If you make the engine go faster than the governed speed, isn't that dangerous? That's what all the manufacterures say. But anyway, you have some stuff!


----------



## bugman (Aug 12, 2004)

who cares i've got a spare in better shape but old before it was rebuilt i took the linkage off filled it with gas ran it through 8 ft tall grass. all that went wrong with it was it only ran off the gas for two minutes and i blew the breather gasket. still ran but it was old and needed new rings and a honing. i put some instant silicone mechanics gasket maker never blew it again. never slowed down in the grass. i forgot since i was mentioning my engines i've got a four cylinder olds made in 88 needs to be rebuilt. one 80 caprice classic 267 ci v8. runs like new except for the air conditioner pump squalls from being to old. the 88 ran good until i got mad at it and left it out for five years. its got a wiring harness short when it gets wet. i love my chevys. and briggs.


----------



## bugman (Aug 12, 2004)

you would never believe that i paid 800 bucks for the caprice.


----------



## Scott15 (Nov 11, 2004)

I like american made stuff. Except when it comes to cars, I think some other countries make better transportation.


----------



## bugman (Aug 12, 2004)

yeah but chevys are an exception


----------



## bugman (Aug 12, 2004)

forgot one a 11hp engine that needs new rings


----------



## Scott15 (Nov 11, 2004)

I think ford is built better. But the chevy astro was one of the best they have ever made. When I was little I used to love them and like the interior and I drue pictures of them. That was one of the stupidest things I did when I was young. We got one after our old chevy malibu finnaly gave up along time ago. It was probably around 1994. We bought a coversion custom astro from 1987 from some lawyer who's son was handicapped and couldn't use it. It was AWSOME! At the time of course. We took it everywhere. And around 2003 we finnaly bought a ford expedition 2003 model. The new design one.

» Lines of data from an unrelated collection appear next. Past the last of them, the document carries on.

PR #530, opened 2024-10-16
fix: NO-JIRA dialtone-vue incorrect build output

juliodialpad:
# Fix Wrong dialtone-vue incorrect build

Obligatory GIF

- [x] Fix

## :book: Description

- Moved `disableRootScrolling` and `enableRootScrolling` utils from `common/utils` to corresponding dialtone-vue2/3 utils.
- Fixed a warning about a circular dependency of `emoji_picker`
- Fixed an issue where `component-documentation.json` was not generated for dialtone-vue2
- Removed `emoji-toolkit` in favor of `@dialpad/dialtone-emojis`
- Added missing exports.

## :bulb: Context

Detected the dialtone-vue  output changed and was generating files like `dist/packages/dialtone-vue2/components/button.js` instead of just `dist/components/button.js`.

This was due to the usage of common utility classes outside the `packages/dialtone-vue2/3` folders and the `preserveModules` option on vite config. 

## :pencil: Checklist

For all PRs:

For all Vue changes:

- Before

image

- After

image

### DIFF
--- a/common/utils.mjs
+++ b/common/utils.mjs
@@ -22,46 +22,8 @@ export function kebabCaseToPascalCase (string) {
     .join('');
 }
 
-/**
- * checks whether the dt-scrollbar is being used on the root element.
- * @param rootElement {HTMLElement}
- * @returns {boolean}
- */
-function isDtScrollbarInUse (rootElement = document.documentElement) {
-  if (rootElement.hasAttribute('data-overlayscrollbars')) {
-    return true;
-  }
-  return false;
-}
-
-/**
- * This will disable scrolling on the root element regardless of whether you are using dt-scrollbar or not.
- * @param rootElement {HTMLElement}
- */
-export function disableRootScrolling (rootElement = document.documentElement) {
-  if (isDtScrollbarInUse(rootElement)) {
-    rootElement.classList.add('d-scrollbar-disabled');
-  } else {
-    rootElement.classList.add('d-of-hidden');
-  }
-}
-
-/**
- * This will enable scrolling on the root element regardless of whether you are using dt-scrollbar or not.
- * @param rootElement {HTMLElement}
- */
-export function enableRootScrolling (rootElement = document.documentElement) {
-  if (isDtScrollbarInUse(rootElement)) {
-    rootElement.classList.remove('d-scrollbar-disabled');
-  } else {
-    rootElement.classList.remove('d-of-hidden');
-  }
-}
-
 export default {
   getUniqueString,
   kebabCaseToPascalCase,
   flushPromises,
-  disableRootScrolling,
-  enableRootScrolling,
 };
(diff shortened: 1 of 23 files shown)


packages/dialtone-vue2/common/emoji/index.js
```diff
@@ -1,5 +1,5 @@
 import { emojiPattern } from 'regex-combined-emojis';
-import emojiJsonLocal from 'emoji-toolkit/emoji_strategy.json' with { type: 'json' };
+import { emojisIndexed } from '@dialpad/dialtone-emojis';
```
braddialpad, line 2: Nice, this is much better to not have to reference emoji-toolkit anymore. However, there is some process and/or script that nacho has to transfer emoji data from emoji-toolkit into these categories. We will have to perform this whenever we want to update to a newer version of emojis. I'll make a note to get this from him when he's back

common/utils.mjs
```diff
@@ -22,46 +22,8 @@ export function kebabCaseToPascalCase (string) {
...
- * This will enable scrolling on the root element regardless of whether you are using dt-scrollbar or not.
- * @param rootElement {HTMLElement}
- */
-export function enableRootScrolling (rootElement = document.documentElement) {
-  if (isDtScrollbarInUse(rootElement)) {
-    rootElement.classList.remove('d-scrollbar-disabled');
-  } else {
-    rootElement.classList.remove('d-of-hidden');
-  }
-}
```
braddialpad, line 59: Should we have some rule for this sort of thing, when should it go in common/utils vs dialtone-vue?

Should we not have common/utils at all? Or should we have a separate package for common utils?

packages/dialtone-vue2/common/emoji/index.js
juliodialpad: Ah right, I was wondering why we were not using  `@dialpad/dialtone-emojis` on Dialtone-vue 2 version.

So should I remove this change? ESLint was complaining so just figure out updating it to dialtone-emojis fixed it.

common/utils.mjs
juliodialpad: Yes, I thought moving everything to a common package was the way to go BUT as we're using relative paths, that messes up the dialtone-vue build process.

If we move those utility functions to a `@dialpad/dialtone-utilities" package, would be possible to reference them and move common utilities across our monorepo easily, could also be an external dependency, tree-shakeable and everything.

packages/dialtone-vue2/common/emoji/index.js
braddialpad: Nah should be okay to make this change

common/utils.mjs
braddialpad: I think that's probably the way to go, but not necessary for this PR.

braddialpad (approved):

It's blue and has leather inter. and we have a dvd player in it. We deserved it after our astro was falling apart and my dad had to do a lot of repair work. But it lasted for a good while. To bad the cars today don't last as long with all the crap they put on them.


----------



## bugman (Aug 12, 2004)

the old chevys are better. since like the ls1 engine which is alluminum but with cast iron sleeves. the full iron an steel engines were the best. most are still going today. mainly because they are wear resistent rather than alluminum. one way to cheat death on alluminum is to have the alluminum parts and block titanium oxide dipped then use synth. oil which produces little to no wear


----------



## Scott15 (Nov 11, 2004)

cars today are crap! EXCEPT FORDS.


----------



## bugman (Aug 12, 2004)

all manufacturers have some bad ones in the bunch.


----------



## Scott15 (Nov 11, 2004)

Just like mowers. You have to be careful when buying. You never know what you're getting unless you look at everything.


----------



## bugman (Aug 12, 2004)

murrays are good, mtds have had some real bad problems with them sometimes, sears craftsman are great, and snappers and deere riders are good along with snappers pushers but some can be bad. they ain't made by hand you know. those really old sears riders which you might as well call them tractors because they are stought as hell can take one serious beating. the frame and all are three or four times thicker steel than your riders of today. like the one i rode the other day. had a stought regular 14 hp briggs horizontal shaft engine with a stack, never rebuilt. the things more then 20 years old. runs like new. cuts grass like a finish mower. the man i know who works on engines too bought it for $150. no rust, good deck. thick deck too. those old ones where better than most of these new ones. the man just didn't want it.


----------



## Scott15 (Nov 11, 2004)

I think you're right except for murray. Their riding mowers are the worst you can buy. I have a friend who has one his grampa got from home depot last year. And It is already trash with minimal use. It has a briggs i/c 13.5 which is still good. It's just the mower that's bad. Snapper mowers today are alright. But the ones from the 70's and 80's are awsome! But today they are good as well. 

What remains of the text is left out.